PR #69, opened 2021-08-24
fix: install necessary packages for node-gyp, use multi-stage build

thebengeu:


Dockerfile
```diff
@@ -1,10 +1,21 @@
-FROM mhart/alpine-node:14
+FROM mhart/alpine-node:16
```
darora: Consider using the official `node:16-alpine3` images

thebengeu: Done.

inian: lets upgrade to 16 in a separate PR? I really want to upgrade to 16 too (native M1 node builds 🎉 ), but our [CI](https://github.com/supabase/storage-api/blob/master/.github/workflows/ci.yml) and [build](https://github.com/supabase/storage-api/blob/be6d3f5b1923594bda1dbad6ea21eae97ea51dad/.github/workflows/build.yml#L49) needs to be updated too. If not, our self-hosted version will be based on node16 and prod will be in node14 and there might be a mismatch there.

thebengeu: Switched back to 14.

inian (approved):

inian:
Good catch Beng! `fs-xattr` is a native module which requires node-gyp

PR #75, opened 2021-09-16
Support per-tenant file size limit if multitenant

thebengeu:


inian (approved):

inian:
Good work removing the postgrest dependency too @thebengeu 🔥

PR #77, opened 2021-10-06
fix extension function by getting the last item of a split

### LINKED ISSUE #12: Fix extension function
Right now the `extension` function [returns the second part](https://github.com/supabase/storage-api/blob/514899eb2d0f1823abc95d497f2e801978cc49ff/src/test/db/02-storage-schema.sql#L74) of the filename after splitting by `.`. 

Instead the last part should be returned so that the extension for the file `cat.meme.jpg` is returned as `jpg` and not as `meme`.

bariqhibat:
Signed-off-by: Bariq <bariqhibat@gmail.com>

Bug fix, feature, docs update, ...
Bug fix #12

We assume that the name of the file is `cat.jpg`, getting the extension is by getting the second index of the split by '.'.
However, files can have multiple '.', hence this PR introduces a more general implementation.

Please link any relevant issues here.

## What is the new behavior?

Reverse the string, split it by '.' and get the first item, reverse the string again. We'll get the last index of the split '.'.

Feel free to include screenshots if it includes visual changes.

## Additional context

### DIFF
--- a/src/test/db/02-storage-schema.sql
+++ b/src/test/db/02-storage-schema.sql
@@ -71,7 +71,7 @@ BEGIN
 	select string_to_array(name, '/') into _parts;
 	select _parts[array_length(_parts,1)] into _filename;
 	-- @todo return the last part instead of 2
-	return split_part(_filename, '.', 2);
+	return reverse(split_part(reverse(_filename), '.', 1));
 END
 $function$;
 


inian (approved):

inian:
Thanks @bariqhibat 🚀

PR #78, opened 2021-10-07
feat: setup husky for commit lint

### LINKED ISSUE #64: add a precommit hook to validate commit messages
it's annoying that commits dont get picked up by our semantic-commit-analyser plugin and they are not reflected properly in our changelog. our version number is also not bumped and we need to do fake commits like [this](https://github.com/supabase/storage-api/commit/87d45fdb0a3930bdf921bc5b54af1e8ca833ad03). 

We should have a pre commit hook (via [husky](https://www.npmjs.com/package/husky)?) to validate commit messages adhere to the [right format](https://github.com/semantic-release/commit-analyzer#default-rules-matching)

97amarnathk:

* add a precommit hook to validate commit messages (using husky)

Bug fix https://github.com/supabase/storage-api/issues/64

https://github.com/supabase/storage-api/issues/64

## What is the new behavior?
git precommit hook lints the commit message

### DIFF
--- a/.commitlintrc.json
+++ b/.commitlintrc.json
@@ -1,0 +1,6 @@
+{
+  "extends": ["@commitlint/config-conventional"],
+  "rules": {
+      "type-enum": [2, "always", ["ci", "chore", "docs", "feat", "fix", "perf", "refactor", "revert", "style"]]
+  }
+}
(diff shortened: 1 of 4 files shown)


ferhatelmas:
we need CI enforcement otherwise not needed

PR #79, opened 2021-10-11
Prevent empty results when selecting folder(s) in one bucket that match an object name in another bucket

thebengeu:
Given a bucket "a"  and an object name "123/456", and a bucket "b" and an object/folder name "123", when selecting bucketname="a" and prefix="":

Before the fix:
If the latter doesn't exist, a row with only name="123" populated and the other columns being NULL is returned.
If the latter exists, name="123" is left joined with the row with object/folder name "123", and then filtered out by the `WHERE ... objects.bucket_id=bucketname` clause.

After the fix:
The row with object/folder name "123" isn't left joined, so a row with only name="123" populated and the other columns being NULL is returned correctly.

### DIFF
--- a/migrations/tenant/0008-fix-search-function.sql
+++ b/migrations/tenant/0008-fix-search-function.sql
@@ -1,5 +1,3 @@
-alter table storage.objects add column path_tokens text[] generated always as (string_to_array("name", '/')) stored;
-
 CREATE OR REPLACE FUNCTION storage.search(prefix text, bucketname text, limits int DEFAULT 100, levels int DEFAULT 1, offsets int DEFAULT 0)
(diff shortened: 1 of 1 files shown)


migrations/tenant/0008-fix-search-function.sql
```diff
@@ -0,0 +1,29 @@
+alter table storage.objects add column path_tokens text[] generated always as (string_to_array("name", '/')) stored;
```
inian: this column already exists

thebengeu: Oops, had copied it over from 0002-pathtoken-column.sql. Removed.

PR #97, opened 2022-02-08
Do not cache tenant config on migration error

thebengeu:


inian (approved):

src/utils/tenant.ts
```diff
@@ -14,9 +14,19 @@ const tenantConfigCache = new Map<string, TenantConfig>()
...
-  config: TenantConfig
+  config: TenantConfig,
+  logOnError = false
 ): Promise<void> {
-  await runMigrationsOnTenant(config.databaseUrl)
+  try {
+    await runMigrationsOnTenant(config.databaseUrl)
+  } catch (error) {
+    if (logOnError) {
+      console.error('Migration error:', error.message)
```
-.-.-
What is required: Scan the lines above for "If the latter doesn't" and for "is left joined". Repeat exactly the line holding each of them and every line in between.

Your response:
If the latter doesn't exist, a row with only name="123" populated and the other columns being NULL is returned.
If the latter exists, name="123" is left joined with the row with object/folder name "123", and then filtered out by the `WHERE ... objects.bucket_id=bucketname` clause.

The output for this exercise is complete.